Первый визирь перепугался, все начали просить посла пересесть на почетное место, но тот долго противился и кричал, что в караульной все стулья равны. Потом все же пересел, развалился в кресле и пристал к персидскому послу в России: так ли его в Петербурге принимали?
Абул стал жалок, бледнел и краснел и, видно, с отчаяния сказал:
– Нет, ваше превосходительство! Я им двадцать раз говорил, что они нехорошо делают. В свидетели вам призываю Бога и шаха. Когда вы его увидите, вы забудете все неудовольствия, которые получили от людей, не мыслящих одинаково с ним…
Проговорив это громко, он опустил голову как человек, ожидающий для себя горестной участи.
Ермолов же не переставал кричать на персов. Он повторял, что не находит в чиновниках той искренности, с какой его примет шах, что по своему высокому происхождению от рода Чингисхана, которое было им выдумано, он не может терпеть такое с собой обращение, и наконец, обругав и осмеяв всех, пошел с советниками и переводчиками к шаху.
Фетх-Али-шах, или Баба-хан, сидел в открытой палатке на троне. Он был весь в блистающих драгоценных каменьях, ноги его, обутые в белые чулки, болтались, не доставая до полу.

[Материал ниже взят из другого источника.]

PR #127, opened 2019-11-22
[#126] disable transaction manager on scale down pod

### LINKED ISSUE #126: On server in shutdown state do not allow a new transaction to be started
When pod is in scaledown phase it should not be permitted for the container to start a new transaction.

This is a part of the solution for https://issues.jboss.org/browse/EAP7-1355

ochaloup:
Adding a fix for transaction manager processing being disabled during the scaledown process - aka. no new transaction can be started.
The recovery of existing transaction is still possible (verified with EAP QE testsuite, cc @simkam)

This fix is expected to be follow-up with a broader service stoping during the recovery in future.

fixes #126

### DIFF
--- a/pkg/controller/util/wildfly_mgmt.go
+++ b/pkg/controller/util/wildfly_mgmt.go
@@ -37,6 +37,8 @@ var (
 	MgmtOpSystemPropertyPeriodicRecoveryPeriod = "/system-property=com.arjuna.ats.arjuna.common.RecoveryEnvironmentBean.periodicRecoveryPeriod:add(value=%s)"
 	// MgmtOpSystemPropertyOrphanSafetyInterval is a JBoss CLI command to set system property of orphan safety interval
 	MgmtOpSystemPropertyOrphanSafetyInterval = "/system-property=com.arjuna.ats.jta.common.JTAEnvironmentBean.orphanSafetyInterval:add(value=%s)"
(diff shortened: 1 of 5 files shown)


jmesnil:
As a test, can you update the `.travis.yaml` file and set the Go version to `1.13.x` please?

jmesnil:
could you please rebase on top of  master and I'll merge it, thanks

ochaloup:
Oh, right. Done.
...plus I hope that the test will pass now. Thanks.

jmesnil:
@ochaloup failure is genuine, code does not compile:

```
# github.com/wildfly/wildfly-operator/pkg/resources/statefulsets
315pkg/resources/statefulsets/statefulset.go:152:14: undefined: resources.StandaloneServerDataDirPath
316FAIL	github.com/wildfly/wildfly-operator/pkg/controller/wildflyserver [build failed]
317
```

ochaloup:
hi @jmesnil . I'm a bit fighting with the operator testing for some time now. I tried on the local machine and I had got issues on WFLY17 for cluster tests. After some attempts of configuration of minikube it started to run. But now it fails with WFLY18 with a strange timeout error. This one can be seen here in the log too.
Do you have experience what that could be connected with? For my testing it seems it's not related to this PR, or?
Thanks!

ochaloup:
@jmesnil ok. I hope that I fixed the trouble (it seems to be my wrong perception). I checked with some of the eap integration tests. All seems to be fine. Do you think it could be merged now? :-p

jmesnil:
@ochaloup thanks

PR #130, opened 2019-12-20
[#27] Support ImageStream

### LINKED ISSUE #27: Update Operator's applicationImage when an ImageStream change is detected
To improve Seamless upgrade when the applicationImage is coming from OpenShift's ImageStream, the operator should detect changes to the image stream (e.g. when the sha of the tag changes) and uses the new sha to set its applicationImage.

The applicationImage from the spec should always refer to the image stream tag and an applicationImage in the operator status will correspond to the actual sha of the application image.

jmesnil:
* add Spec.SourceRepositorySpec to build the application image from a
  Git repository using WildFly S2I
* add Spec.BuildEnv to pass environment variables to the S2I build
* make Spec.ApplicationImage optional as the definition of
  SourceRepositorySpec allows an alternative
* Create ImageStream and BuildConfig resources to handle S2I builds
* Use image.openshift.io/triggers annotation to trigger statefulset
  update when the image stream changes
* add S2I_BUILDER_IMAGE env var to Dockerfile to specify which S2I
  builder image is used by the operator

This fixes #27
 Please enter the commit message for your changes. Lines starting


jmesnil:
superseded by #132

PR #131, opened 2019-12-20
updated README.adoc - replicas is a required spec

ckaserer:
as specified in the Custom Resource Definition

```
kind: CustomResourceDefinition
apiVersion: apiextensions.k8s.io/v1beta1
metadata:
  name: wildflyservers.wildfly.org
```

both `applicationImage` and `replicas` are required as specified here:

 ```
required:
        - applicationImage
        - replicas
```


jmesnil:
@ckaserer thanks

PR #139, opened 2020-03-04
[#138] Add permissions to be able to update the deployments/finalizers resource

### LINKED ISSUE #138: Error creating service object that exposes the operator metrics
When the operator is installed we can see the following message in the logs:

`{"level":"info","ts":1568012414.9460623,"logger":"cmd","msg":"failed to create or get service for metrics: services \"wildfly-operator\" is forbidden: cannot set blockOwnerDeletion if an ownerReference refers to a resource you can't set finalizers on: , <nil>"}`

It fails to create wildfly-operator service object which exposes the operator metrics.

The error is due to a lack of granted permissions for the operator. It needs to be able to set owner references to the metrics Service resource so that the metrics Service will get deleted as soon as the operator is deleted.

yersan:
This fixes #138

### DIFF
--- a/deploy/role.yaml
+++ b/deploy/role.yaml
@@ -31,6 +31,7 @@ rules:
   - daemonsets
   - replicasets
   - statefulsets
+  - deployments/finalizers
   verbs:
   - '*'
 - apiGroups:


jmesnil:
@yersan thanks

PR #144, opened 2020-05-13
[#126] fix on wrong boolean handling, disable transaction manager on scale down

ochaloup:
fix for prior PR: https://github.com/wildfly/wildfly-operator/pull/127

I found I handled wrongly the boolean property as for disabling the transaction manager processing is needed to set to {{true}}.
The default is {{false}} - https://github.com/jbosstm/narayana/blob/5.10.4.Final/ArjunaCore/arjuna/classes/com/arjuna/ats/arjuna/common/CoordinatorEnvironmentBean.java#L66


ochaloup:
@yersan I have no much idea what is wrong with this PR. I just need to rename a variable and change the boolean value.

yersan:
Yes @ochaloup , me neither. We have been getting some weird behaviour with the Ci lately, I don't have the details yet

simkam:
for some reason, CI doesn't report results back to PR. The same for #167, jobs finished (https://prow.ci.openshift.org/?repo=wildfly%2Fwildfly-operator) but results weren't updated on PR. I'll take a look on Monday.

simkam:
it looks like they again changed webhook URL. @jmesnil can you please try to update it - https://docs.ci.openshift.org/docs/how-tos/onboarding-a-new-component/#webhook-setup . I'm not sure whether it will help, because jobs start even with the current configuration, but at least it looks like a permanent URL now.

jmesnil (approved):

jmesnil:
CI jobs passed on https://prow.ci.openshift.org/pr-history/?org=wildfly&repo=wildfly-operator&pr=144

jmesnil (approved):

У него был мясистый тюркский нос и длинная белая борода, спускающаяся, как отмечал один путешественник, «до нижних областей желудка» и закрывающая лицо и уши.
Шестнадцать сыновей безмолвно и неподвижно стояли у стены. Шах разрешил послу приблизиться и поздравил его с прибытием. Ермолов взял у советника посольства Соколова грамоту Александра I и поднес ее Фетх-Али со словами:
– Российский император, великий государь мой, равно постоянный в правилах своих и чувствах, уважая отличные качества вашего величества и любя славу вашу, желает существующий ныне мир утвердить навсегда с Персией, царствованием вашим благополучной. Я имею счастье удостоену быть поручения представить пред вашим величеством желание моего государя. В искренности его перед лицом Персии призываю я Бога во свидетели…

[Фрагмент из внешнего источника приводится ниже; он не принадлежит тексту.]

PR #145, opened 2020-05-28
Webhooks

jmesnil:


deploy/crds/conversion_webhook_template.yaml
```diff
@@ -0,0 +1,22 @@
+# apiextensions.k8s.io/v1beta1
+  preserveUnknownFields: false
+  conversion:
+    strategy: Webhook
+    conversionReviewVersions: ["v1","v1alpha1","v1alpha2"]
```
jmesnil, line 5: where does this "v1" version come from?

deploy/crds/conversion_webhook_template.yaml
```diff
@@ -0,0 +1,22 @@
...
+    webhookClientConfig:
+      service:
+        namespace: wildfly-op
```
jmesnil, line 8: can we remove this namespace?
Depending on how the operator is installed it might end up in different namespaces (we'll have to figure out for OLM)

deploy/operator.yaml
```diff
@@ -2,23 +2,31 @@ apiVersion: apps/v1
 kind: Deployment
 metadata:
   name: wildfly-operator
+  labels:
+    name: wildfly-operator
+    app: wildfly-operator
```
jmesnil, line 7: did you add this label or was it autogenerated?

pkg/apis/wildfly/v1alpha1/wildflyserver_conversion.go
```diff
@@ -0,0 +1,129 @@
+package v1alpha1
```
jmesnil, line 1: Does the conversion has to be in the "old" version?
It would feel more natural that it goes into the "new" version( that knows the old package).

pkg/apis/wildfly/v1alpha1/wildflyserver_conversion.go
```diff
@@ -0,0 +1,129 @@
...
+			VolumeClaimTemplate: src.Spec.Storage.VolumeClaimTemplate,
+		}
+	}
+	dst.Spec.ServiceAccountName = src.Spec.ServiceAccountName
+	dst.Spec.EnvFrom = src.Spec.EnvFrom
+	dst.Spec.Env = src.Spec.Env
+	dst.Spec.Secrets = src.Spec.Secrets
+
+	// Status
+	dst.Status.Replicas = src.Status.Replicas
```
jmesnil, line 53: could you just to `dst.Status = src.Status`?

deploy/crds/wildfly.org_wildflyservers_crd.yaml
```diff
@@ -24,486 +24,1039 @@ spec:
...
+                  \n Read-only."
+                format: int32
+                type: integer
+            required:
+            - replicas
+            - scalingdownPods
+            type: object
+        type: object
+    served: true
+    storage: true
```
jmesnil, line 538: that does not seem right: I'd expect that the new `v1alpha2` would be the storage version instead.

pkg/apis/wildfly/v1alpha2/wildflyserver_types.go
```diff
@@ -0,0 +1,151 @@
...
+	corev1 "k8s.io/api/core/v1"
+	metav1 "k8s.io/apimachinery/pkg/apis/meta/v1"
+)
+
+// EDIT THIS FILE!  THIS IS SCAFFOLDING FOR YOU TO OWN!
+// NOTE: json tags are required.  Any new fields you add must have json tags for the fields to be serialized.
+
+// WildFlyServerSpec defines the desired state of WildFlyServer
+// +k8s:openapi-gen=true
+type WildFlyServerSpec struct {
```
jmesnil, line 13: We would have to find a convention in the comments to explains the difference to the previous version. It's difficult to figure that out when looking at the whole struct.

jmesnil: maybe there is an annotation similar to the javadoc `@since`

pkg/apis/wildfly/v1alpha2/wildflyserver_conversion.go
```diff
@@ -0,0 +1,4 @@
+package v1alpha2
+
+// Hub marks this type as a conversion hub.
+func (*WildFlyServer) Hub() {}
```
jmesnil, line 4: iirc, the Hub is in package `v1alpha2` so I'd expect that the corresponding converter method is in the same package

pkg/apis/wildfly/v1alpha1/wildflyserver_conversion.go
yersan: We convert from spoke to hub and from hub to another spoke. In our currently implementation, v1alpha2 is our Hub (the stored version in kubernetes) and v1Alpha1 is our spoke, currently there is only one spoke. This should clear up these concepts: https://book.kubebuilder.io/multiversion-tutorial/conversion-concepts.html

We have this conversion file here to implement the conversion, because we need to convert from v1alpha1, which implements the Convertible interface, to the type that implements Hub, in out case v1alpha2. Since we choose to store in Kubernetes the v1alpha2, we need to make v1alpha1 implement Convertible interface and then, add conversion methods here in the "old" version.

pkg/apis/wildfly/v1alpha1/wildflyserver_types.go
```diff
@@ -119,6 +120,7 @@ type PodStatus struct {
 // +kubebuilder:printcolumn:name="Replicas",type="integer",JSONPath=".spec.replicas"
 // +kubebuilder:printcolumn:name="Age",type="date",JSONPath=".metadata.creationTimestamp"
 // +kubebuilder:resource:shortName=wfly
+// +kubebuilder:storageversion
```
yersan, line 123: This is a mistake, the desired storage version is v1alpha2

pkg/apis/wildfly/v1alpha2/wildflyserver_conversion.go
yersan: In this case we selected v1alpha2 as the implementation of the Hub interface, so we do not need to add any conversion here.

deploy/crds/wildfly.org_wildflyservers_crd.yaml
yersan: You're right, a mistake, it is controlled by https://github.com/wildfly/wildfly-operator/pull/145/files#diff-553a69f3eee8fa0585c8bfe19a47a871R123

jmesnil:
Let's close this PR and reopen it when we will tackle the conversion webhook again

Шах, приняв грамоту, пригласил его сесть, советники стояли по обеим сторонам посла. Затем были представлены чиновники и офицеры посольства. Когда дошла очередь до географа и путешественника Коцебу, Ермолов воспользовался этим, чтобы – в который уже раз! – для выгоды России использовать распространенную на Востоке лесть.
– Вот, – сказал он шаху, – один капитан, приближенный государя, который три года ездил кругом света и не был доволен, пока не удостоился увидеть ваше величество!

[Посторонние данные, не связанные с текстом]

PR #151, opened 2020-07-29
add new target to Makefile for e2e tests in Prow (OpenShift CI)

simkam:
new target `test-e2e-prow` for e2e tests in Prow. I'll update CI configuration when this is merged.


Makefile
```diff
@@ -68,8 +68,10 @@ test-e2e-18-local: setup
 	LOCAL_OPERATOR=true JBOSS_HOME=/wildfly OPERATOR_NAME=wildfly-operator ./operator-sdk test local ./test/e2e/18.0 --verbose --debug  --namespace default --up-local
 
 ## test-e2e-18           Run e2e test for WildFly 18.0 with a containerized operator
+test-e2e-18: export component := wildfly-operator
```
jmesnil, line 71: for reference, could you please link to the CI job that uses that target?

I wonder if we should make a distinct target for it (so that the test-e2e-18 target can also be run locally by developers). something like `test-e2e-ci`?

jmesnil:
@simkam thanks!

PR #152, opened 2020-07-31
Adding support for IBM POWER(ppc64le)

bahetiamit:
Signed-off-by: Amit Baheti aramswar@in.ibm.com


build/setup-operator-sdk.sh
```diff
@@ -9,8 +9,11 @@ if ! [ -e "./operator-sdk" ]; then
     *)          file=operator-sdk-${RELEASE_VERSION}-x86_64-linux-gnu;;
   esac
 
+  ARCH='$(uname -m)'
```
jmesnil, line 12: should it be

```
ARCH=$(uname -m)
```
?

If I run `ARCH='$(uname -m)'` on my laptop, I have:
```
echo $ARCH
$(uname -m)
```

and not the actual arch of my laptop.

```
$ ARCH=$(uname -m)
$ echo $ARCH
x86_64
$ ARCH='$(uname -m)'
$ echo $ARCH
$(uname -m)
```

bahetiamit: @jmesnil You are right. The if condition in the script is always evaluating to true and hence was working fine when we tested on POWER machine. Also as many changes were made in the master branch, let me open a new clean PR.

bahetiamit:
Created https://github.com/wildfly/wildfly-operator/pull/155

PR #1634, opened 2020-06-22
Image margins

oliverlloyd:
## What does this change?
Adjusts the margins used above and below images to always be 12px

As part of this change, I removed the article body level css on `figure` to cross component css

## Why?
Before we had spaces of 12 and 16 pixels but this caused inconsistent spacing when you had multiple images in close proximity, such as in photo essays


oliverlloyd:
[Refactor Image Margins](https://trello.com/c/xys2JC9y/1815-refactor-image-margins)

PR #1637, opened 2020-06-22
Less article level css

oliverlloyd:
## What does this change?
Deletes the 'global' `ul` and `li` css set at the article body level and drops it down to inside the `TextBlockComponent`

## Why?
Because in photo essays the `ul` and `li`tags are used to denote captions and we want to style them for that but this global pattern creates a css war. Rather than get in a fight I changed the scope of the original overrides to only apply to text blocks.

– Теперь он все видел, – важно и с удовольствием отвечал Баба-хан.
Вечером казаки начали перетаскивать подарки в палатку, поставленную подле шахской. Фетх-Али все время смотрел в дырку, проделанную в палатке, а на другой день, когда Ермолов вручал подарки, весьма удивлялся им и кричал: «Ах! Ах!» Он взобрался на большое трюмо из красного дерева и долго смотрелся в зеркало. О богатейших мехах спрашивал, крашеные они или нет, а часы с бронзовым слоном трижды заставлял играть. Потом он велел собрать всех свои ханов и приказал им удивляться подаркам, а всю следующую ночь пробыл с подарками у своих жен…
Ермолов продолжал скрепя сердце добиваться своей цели – не уступать никаких земельных приобретений Персии.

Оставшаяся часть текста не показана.